5. Copy the code into the Arduino IDE.
6. Select the correct board and port (Tools > Board and Tools > Port).
7. Upload the sketch to the Arduino.
8. Open the Serial Monitor (Tools > Serial Monitor, set baud rate to 9600).
9. Open the water valve slightly — observe the pulse count, flow rate, and accumulated volume printed every 2 seconds.
10. Close the valve — the flow rate should drop to zero and pulse counting should stop.

Caution

• Interrupt pin required: The YF-S201 signal must be on an interrupt-capable pin. On Uno/Nano, only pins 2 and 3 support interrupts.

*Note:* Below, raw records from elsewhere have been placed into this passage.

Issue #570, opened 2024-06-27
[Bug]: RawVariables Info section does not work in dynamicExtent is true


tariqksoliman:
### Checked for duplicates

Yes - I've already checked

### Describe the bug

The info raw variable pre-supposes that the geojson is complete whereas dynamicExtent queries only parts of the geojson.

### What did you expect?

Quick info regarding the latest feature should still be shown regardless of whether dynamicExtent is true or not.

PR #571, opened 2024-06-28
#570 Info with dynamicExtent

tariqksoliman:
If the `info` layer raw variable is used with `dynamicExtent`, then it will use the geodatasets `/search` endpoint to query the necessary metadata.


tariqksoliman:
Closes #570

Using a non-interrupt pin with digitalRead() in a loop will miss pulses at moderate flow rates (above ~2 L/min).
• Maximum pressure and temperature: The YF-S201 is rated for water pressures up to 2.0 MPa (≈20 bar / 290 psi) and temperatures from −25°C to +80°C. Do not use with hot water above 80°C or with corrosive fluids. The plastic housing (POM / nylon) may degrade in prolonged contact with strong acids, alkalis, or organic solvents.

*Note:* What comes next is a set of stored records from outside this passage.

PR #632, opened 2025-02-27
Avoid aggressively trimming white space in text boxes in configure-beta

ac-61:
This fixes the bug for the "text" input box type where it did not allow adding spaces at the end of the text block. This adds a new input type that does not trim whitespace from text boxes in configure-beta. For now, we want to allow white spaces for layer names and units.


tariqksoliman (approved):
Perfect and thank you!

PR #636, opened 2025-03-03
Add image layer type to support GeoTIFF and Cloud Optimized GeoTIFF images

ac-61:
This adds a feature to create image layers to support loading GeoTIFF and Cloud Optimized GeoTIFF images using the [georaster-layer-for-leaflet](https://github.com/GeoTIFF/georaster-layer-for-leaflet) library. Color ramps can only be applied to single banded images. There are some issues with loading multiband images (but they can be loaded).


tariqksoliman:
Things I changed:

• Flow direction: The sensor has a marked flow direction arrow. Installing it backwards will prevent the impeller from spinning correctly. The sensor must also be mounted with the impeller axis horizontal or slightly tilted downward to ensure water fills the chamber — air pockets cause erratic readings.
• Minimum flow rate: The YF-S201 requires a minimum flow rate of approximately 0.3–0.5 L/min to start the impeller turning. Below this rate, pulses may stop and the sensor will report zero flow even though a small amount of water is passing.

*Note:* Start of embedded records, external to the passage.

PR #1093, opened 2026-09-20
#1092 Fix hanging webhook entries request on empty configuration

### LINKED ISSUE #1092: [Bug]: Webhook entries request hangs when no configuration exists
### Checked for duplicates

Yes - I've already checked.

### Describe the bug

On a fresh installation, `GET /api/webhooks/entries` never completes when the `webhooks` table contains no rows. The route only calls `res.send(...)` inside `if (sets && sets.length > 0)`, so an empty array leaves the request open until the client or proxy times out.

This also affects the Configure > Webhooks page, which calls this endpoint when it mounts.

### What did you expect?

The endpoint should return a successful response with an empty entries array:

```json
{
  "status": "success",
  "body": {
    "entries": []
  }
}
```

### Reproducible steps

```bash
1. Start MMGIS with a fresh database so the webhooks table has no rows.
2. Sign in as an administrator.
3. Request GET /api/webhooks/entries, or open Configure > Webhooks.
4. Observe that the request remains pending instead of returning an empty list.
```

### Environment

```bash
- MMGIS development branch
- Version: 5.4.1-20260916
- Reproduced by tracing the empty-result path in plugins/core/backend/Webhooks/routes/webhookutils.js
```

I am happy to submit a small fix with regression coverage.

Benziza:
## Purpose
- Ensure `GET /api/webhooks/entries` completes when no webhook configuration exists.
- Preserve the existing response shape for stored webhook configurations.

## Proposed Changes
- [FIX] Always send a successful entries response, including `entries: []` for an empty table.
- [ADD] Extract response formatting into a small helper that can be tested without a database connection.
- [ADD] Cover both empty and populated webhook entry responses with unit tests.

## Issues
- Closes #1092

## Testing
- `PLAYWRIGHT_TEST_UNIT_ONLY=true npx playwright test tests/unit/webhookEntries.spec.js --project=chromium --workers=1` — 2 passed.
- `NODE_ENV=test npx eslint plugins/core/backend/Webhooks/routes/webhookutils.js plugins/core/backend/Webhooks/routes/buildEntriesResponse.js tests/unit/webhookEntries.spec.js` — passed.


tariqksoliman (approved):
Good catch and LGTM, thanks!

Benziza:
Thanks for the review and approval Tariq! Appreciate it.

• Particle filtration: The small impeller can be jammed by debris in the water. Install a 100-micron or finer filter upstream of the sensor to prevent clogging or damage. Even clean municipal water can contain small particles that accumulate over time.
• Impeller wear: The impeller spins on a metal shaft. Over extended use (years), the shaft and bearing can wear, changing the calibration factor. Regular calibration checks are recommended for long-term monitoring installations.
• Cavitation: Do not install the sensor immediately downstream of a pump outlet or a sharp reduction in pipe diameter. Turbulence and cavitation cause the impeller to spin erratically, producing inaccurate readings. Allow at least 10 pipe diameters of straight pipe before and after the sensor.
• Electrical isolation: The sensor’s electronics are not isolated from the water path — the hall effect sensor is potted but uses the same housing as the water channel. Do not use the YF-S201 in applications where electrical continuity with the water is a safety concern (e.g., medical or drinking water monitoring where galvanic isolation is required).